Der gruseligste Tag des Jahres ist da. Beim Halloween-Make-up ist erlaubt, was gefällt – hauptsache schaurig-schön.
Pfft, Pfft, Pfft — aus der Airbrush-Pistole legt sich ein feiner Farbnebel aufs Gesicht von Dominik Carstensen. Der 30-Jährige zuckt zusammen, als ein Hauch seine Schläfe trifft. „Männer sind es nicht gewohnt, geschminkt zu werden. Aber zu Halloween müssen sie da durch“, amüsiert sich Maskenbildner Lars Giesen, der den Zeigefinger am Abzug hat.
Wer schön – ähem, hässlich – sein will, muss leiden. Hier noch eine Wunde aus Wachs, da noch etwas Blut und fertig ist der Zombie. Viele weitere werden es bei Facework in Duisburg noch werden, denn in dem Make-up-Laden herrscht Hochkonjunktur.
Mut zur Hässlichkeit
Eine Klingel hat Lars Giesen (33) nicht an seiner Ladentür.
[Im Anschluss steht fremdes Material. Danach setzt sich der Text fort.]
PR #1010, opened 2026-05-19
feat(crypto): deterministic DLEQ nonce derivation (NUT-12)

robwoodgate:
Implements the deterministic nonce derivation from cashubtc/nuts#368.

## Summary

Derives the DLEQ nonce `r` deterministically from the mint's private key and the proof context, instead of sourcing it from the RNG:

```
r = HMAC-SHA256(key=a, "Cashu_DLEQ_R_v1" || A || B' || C' || ctr)
```

`a` is the 32-byte secp256k1 private key scalar (big-endian); `A`, `B'`, `C'` are uncompressed SEC1 points (65 bytes each); `ctr` is a single byte starting at `0x00`, incremented if the reduced value is `0` or >= n (max 256 attempts).

This removes the dependency on RNG quality. Reusing `r` across two proofs with different challenges leaks the private key immediately via `a = (s₁ - s₂)·(e₁ - e₂)⁻¹ mod n`.

## Changes

- **`cashu/core/crypto/b_dhke.py`** — new `derive_dleq_nonce(a, A, B_, C_)`. `step2_bob_dleq` computes `C_`/`A` first, then derives `p` deterministically. The `p_bytes` override is retained for existing test vectors.
- **`tests/test_crypto.py`** — adds the NUT-12 deterministic-nonce test vector (asserts every fixed value plus `e == hash(R1, R2, A, C_)` verification), reproducibility, and context-sensitivity tests.

## Notes

- `step2_bob` (used by the mint in `ledger.py`) now emits deterministic nonces for every signature. DLEQ verification is unaffected — `(e, s)` remain valid proofs. No on-disk format or API change.
- Cross-checked against the canonical cashu-ts NUT12 implementation; the Python output reproduces `e`, `s`, `A`, and `C_` from the spec vector exactly.

## Test plan

- `tests/test_crypto.py` — 19 passed, including the new NUT-12 vector and the two new determinism tests.
- `make check` (ruff + mypy) passes.

### DIFF
--- a/cashu/core/crypto/b_dhke.py
+++ b/cashu/core/crypto/b_dhke.py
@@ -160,8 +160,7 @@ def derive_dleq_nonce(
         r = x - SECP256K1_N if x >= SECP256K1_N else x
         if r != 0:
             return PrivateKey(r.to_bytes(32, "big"))
-    # Practically unreachable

Sie würde Ende Oktober kaum still stehen. Viele Grusel-Fans lassen sich dort für einen Abend in ein Monster verwandeln, kaufen Zubehör oder holen sich Tipps. „Zu Halloween trauen sich die Menschen mehr als zu Karneval“, weiß Giesen, „besonders Männer scheuen sich nicht davor, hässlich zu sein.“
Stimmt, viel ist von Dominik Carstensens Gesicht nach dem Schminken nicht mehr übrig. Dunkle Farbe lässt die Augenhöhlen tief in den Schädel sinken. Seine neue Hautfarbe würde selbst Frankensteins Monster vor Neid erblassen lassen. Das verwaschene Grün-Grau wirkt so, als hätte sich Carstensen gerade an die Erdoberfläche gegraben. „Zombies sind blass, aber niemals weiß“, so der Profi.
Frauen wollen sexy sein
Strahlendes Weiß hingegen ist die Grundfarbe von Sindy Herings Grusel-Make-up. Zumindest, was die eine Gesichtshälfte betrifft. „Bei ihr mache ich etwas Zweigeteiltes. Frauen wollen auch an Halloween sexy sein“, weiß Lars Giesen. Während die helle Basis trocknet, zieht der Profi auf der glamourösen Seite akribisch einen Lidstrich. Das Lächeln kommt mit pinkfarbenem Lippenstift zur Geltung.
Die andere Hälfte der Lippen verschwindet unter dem Weiß. Aus ihnen werden die Zähne der La Catrina. Einer Fantasiefigur, die symbolisch für den mexikanischen „Tag der Toten“ steht. Catrina besticht vor allem durch ihr skelettiertes Äußeres, das mit Ornamenten verziert wird. „Es braucht eine ruhige Hand. Was drauf ist, ist drauf. Also nicht so detailverliebt sein.“ Das Ergebnis gefällt der Kundin: „Zu Halloween kann man sich richtig austoben.“
Ein bisschen Kunstblut schadet nicht
So unterschiedlich die beiden Make-ups auch sind, eines verbindet sie: Blut. „Weniger ist oft mehr“, erklärt Giesen und dennoch liegen fünf verschiedene Sorten des Lebenssaftes vor ihm – alle künstlich. Die zähflüssige Variante trennt Sindys doppelte Persönlichkeit und bei Dominik tropfen knallrote Blutspritzer von Mundwinkeln und Kinn. „Hoppla, da hab ich wohl beim Essen gekleckert“, scherzt er rollentypisch. Selbst Zombies haben Sinn für Humor.
Schon gewusst?
Vorbilder: Viele Kunden kommen mit einer gewissen Vorstellung nach Duisburg. Oft sind es Vorbilder aus Film und Fernsehen. „Haargenau lassen sich diese Make-ups nicht umsetzen.“ Hinter der Fratze von Stephen Kings „Es“-Clown Pennywise stecken über 60 Werkstatt-Stunden und zahlreiche Prothesen. Das diabolische Lächeln bringt Schauspieler Bill Skarsgård von Hause aus mit.
Kinder: Beim Halloween-Make-up für Kinder ist Vorsicht geboten. „Bei zu realistischen Wunden können sie sich erschrecken und Angst bekommen“, sagt Lars Giesen. Den Nachwuchs also lieber mit Wasserfarben schminken.
Verkleiden: Abgerundet wird das gruselige Make-up mit Kostüm. Aber Vorsicht, nicht überall ist eine Verkleidung gestattet. Bei Europas größtem Halloween-Event im Bottroper Movie Park ist es den Walking Acts vorbehalten. Im Fort Fun (Fort Fear) im Sauerland können sich Kinder bis 12 Jahre verkleiden.